→ Exercise directions: Every line of the records that holds the word "only" should be copied out.

*** Opening of Available data ***

PR #588, opened 2021-07-21
internal: expose tf related options via init opts

### LINKED ISSUE #240: Expose Terraform-related options via native LSP "InitializationOptions"
### Current Version

```
0.5.3
```

### Use-cases

Currently we only expose `rootModulePaths` in "LSP native" configuration:

https://github.com/hashicorp/terraform-ls/blob/a1ff20f9f5378eaf2b224f84c8bc05b2028da18f/internal/settings/settings.go#L11-L13

Some runtime settings which we don't strictly need to know before the server is actually initialized is still exposed via CLI flags only, e.g. all Terraform-related options:

https://github.com/hashicorp/terraform-ls/blob/a1ff20f9f5378eaf2b224f84c8bc05b2028da18f/commands/serve_command.go#L43-L47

*** Close of Available data ***

→ Solution to this problem:
Currently we only expose `rootModulePaths` in "LSP native" configuration:
Some runtime settings which we don't strictly need to know before the server is actually initialized is still exposed via CLI flags only, e.g. all Terraform-related options:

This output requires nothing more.